We have travelled pretty extensively particularly in France and Spain Portugal, and always the best exchange rate is on your credit card.
They use the international banking exchange rate, and even though they charge you between 1% and 3% it still works out cheaper, the tourist rate is ALWAYS lower than the international banking exchange. If you have a card that doesn't charge you any fees then use it, but find out first if they use the Tourist exchange rate or not first.
Shops and businesses in this country will accept Euros, but they set the exchange rate themselves, I don't know, but I guess it's the same in France etc
Rosemary Snail


----------



## 88838 (May 9, 2005)

looks like we're overwhelmingly in favour of the euro, it's certainly been the best deal for us.
altho last time I bought anything on 'tobacco alley' the price of goods was so heavily in favour of paying in sterling [of the folding variety] I was amazed and ended up digging thro trouser pockets and down the back of the seats to get enough money together. Don't know what was in it for them tho

8)


----------



## Suenliam (Mar 22, 2006)

Seem to remember a thread about this some time ago and the overwhelming opinion was to avoid sterling like the plague. It appears to be a friendly gesture by the checkout staff, but is a very expensive way of paying.

Sue


----------



## Stanner (Aug 17, 2006)

twooks said:


> looks like we're overwhelmingly in favour of the euro, it's certainly been the best deal for us.
> altho last time I bought anything on 'tobacco alley' the price of goods was so heavily in favour of paying in sterling [of the folding variety] I was amazed and ended up digging thro trouser pockets and down the back of the seats to get enough money together. Don't know what was in it for them tho
> 
> 8)


What's in it for them is the ability to be "economical" with the price. 
The Euro price (in Belgium) is set by law and it's stamped on the end of the packs, but they can set their own "exchange rate", just as Auchan or anybody else does and so offer a better price in Sterling by improving on the official exchange rate. Usually by between 5 and 10%.


----------



## Vennwood (Feb 4, 2007)

peejay said:


> Bonsoir mes amis;
> 
> Just back from a jaunt across the water. A lot of the large supermarkets near the ports now seem to be giving you the option to pay in either euros or sterling.
> 
> ...


Hi Pete,

In my experience it all depends on the Auchan exchange rate at the time. If you visit the one in Cochelles then the Sterling rate is displayed on the way in. This is updated once a month, based on the previous months average. There were times last year when the "Auchan rate" was 1.1299 while the over the counter rate in banks etc. was only 1.04 - so clearly better to use the Auchan rate at that time. Last October we called in and the Auchan rate was 1.025 yet we had been getting 1.08 at the banks

So the answer IMO is to check on the way in - if the Auchan rate is good then pay in Sterling, if not then pay in Euros

Pete


----------



## Boff (May 10, 2005)

Hi,

I have an exchange rate converter on my PDA, with daily updates, and for some time I have used it when I was offered to pay in non-local currency. This converter also has an option to automatically add any credit card foreign payment fees.

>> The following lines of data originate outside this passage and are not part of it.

PR #911, opened 2023-02-22
feat(rpc/v03): reuse starknet_get[Block|Transaction]* from v02

CHr15F0x:
Looking at the spec/master (and 2 PRs that will be merged to produce v0.3) `getBlock*` and `getTransaction*` methods are the same as in v0.2.1 and as our implementation of 0.2.1 extends to cover declare v2 we can just reuse the implementations.

Fixes: #857 #858 #867 #868 #869


kkovaacs (approved):
LGTM.

Issue #912, opened 2023-02-22
gateway get_compiled_class_by_class_hash


CHr15F0x:
[example](https://external.integration.starknet.io/feeder_gateway/get_compiled_class_by_class_hash?classHash=0x4e70b19333ae94bd958625f7b61ce9eec631653597e68645e13780061b2136c)

PR #913, opened 2023-02-22
feat: get_compiled_class_by_class_hash

CHr15F0x:
fixes: #912

### DIFF
--- a/crates/gateway-client/src/builder.rs
+++ b/crates/gateway-client/src/builder.rs
@@ -51,7 +51,6 @@ pub mod stage {
     /// - [at_block](super::Request::with_block)
     /// - [with_contract_address](super::Request::with_contract_address)
     /// - [with_class_hash](super::Request::with_class_hash)
-    /// - [with_sierra_hash](super::Request::with_sierra_hash)
     /// - [with_optional_token](super::Request::with_optional_token)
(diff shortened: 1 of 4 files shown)


crates/gateway-client/src/builder.rs
```diff
@@ -191,9 +193,8 @@ impl<'a> Request<'a, stage::Params> {
         self.add_param("classHash", &class_hash.0.to_hex_str())
     }
 
-    pub fn with_casm_hash(self, hash: CasmHash) -> Self {
-        pathfinder_common::version_check!(Integration < 0 - 11 - 0, "Confirm parameter name");
-        self.add_param("classHash", &hash.0.to_hex_str())
+    pub fn with_sierra_hash(self, class_hash: SierraHash) -> Self {
+        self.add_param("classHash", &class_hash.0.to_hex_str())
```
kkovaacs, line 197: How is this different than `with_class_hash`?

I mean _conceptually_ a Sierra class hash is just a class hash.

CHr15F0x: Well, it's not. I think we should remove the types: `SierraHash` and `CasmHash`.

kkovaacs (approved):

PR #914, opened 2023-02-23
fix(poseidon): update Poseidon sponge construct

kkovaacs:
It turned out that the sponge construction used by Starknet is different compared to what we had implemented.

This PR updates our code to match the Cairo (and Python) implementation in the pre-release of `cairo-lang` 0.11. Test vectors were added by feeding the Python implementation in `cairo-lang` random input and asserting that our result is the same as that of the Python code.

We also update state commitment computation where it was involving the Poseidon hash functions to use the proper constructs (based on code in the pre-release, again). Some constants involved in commitment calculation are also updated.

### DIFF
--- a/.github/CODEOWNERS
+++ b/.github/CODEOWNERS
@@ -6,3 +6,4 @@
 # notify on these specifically
 /crates/stark_curve @mikdk
 /crates/stark_hash @mikdk
+/crates/stark_poseidon @mikdk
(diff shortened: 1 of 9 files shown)


CHr15F0x (approved):
LGTM

mikdk (approved):
LGTM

However, no matter when or where, *it turned out that the exchange rates offered by the shops were always in favour of said shops.*

So, a few years ago I have given up and always and only pay in local currency. Admittedly, my own currency is €, not £, but I am sure in the other direction it is the same.

Best Regards,
Gerhard


----------



## peribro (Sep 6, 2009)

Like the other posters here, I always pay in local currency. Some years ago, I started to keep track of the currency rates that shops were offering and it was always substantially in their favour to pay by sterling.
On one trip abroad, a shop persuaded my wife to pay by sterling (I wasn't with her) and when I got my credit card statement we had been charged twice - once in euros that the cc company had converted into sterling and once in sterling by the shop! I can't remember the exact amount of the sterling difference between the two but the sterling transaction by the shop was quite a bit higher - it was that one that I had the cc people charge back to the merchant!


----------



## geordie01 (Apr 20, 2006)

euro i asked the nice lady on the check out at auchan in boulogne and she said it was best


----------



## Rapide561 (Oct 1, 2005)

*Prices*

There is another angle to see this from though, and that might be that the shop involved offers a good rate when allowing customers to pay in sterling, because the retailer might NEED sterling.

When I was in Majorca, some shops offered 20% discount for payment in sterling. Something that was 34 euro was discounted to 27.20 euro and then converted at 1.09. That rate was the same as the banks and also compared to 1.12 from a Nationwide transaction. I assumed that the British owned retailer NEEDED sterling and it may have been to their advantage to get sterling this way, rather than exchange rates in banks, noting the large spread between the bank buy and sell rates.

Russell


----------



## eddied (May 9, 2005)

*Sterling or Euro*

 Ciao tutti, well a recent flying trip to UK has shown me that UK traders have nothing to learn from their European counterparts, when it comes to ripping off the payer. A well known hotel chain, Ramada, was offering me 75 pence for a Euro - an exchange rate about 2 years old if not more! So I paid in Sterling of course; left over from a previous trip, a bit tatty but still money.
saluti,
eddied


----------



## ThursdaysChild (Aug 2, 2008)

As 561 has mentioned, many of the tobacco traders originate from the UK and by kindly letting you pay in sterling they avoid the bank charges in getting the loot back to the East End.


----------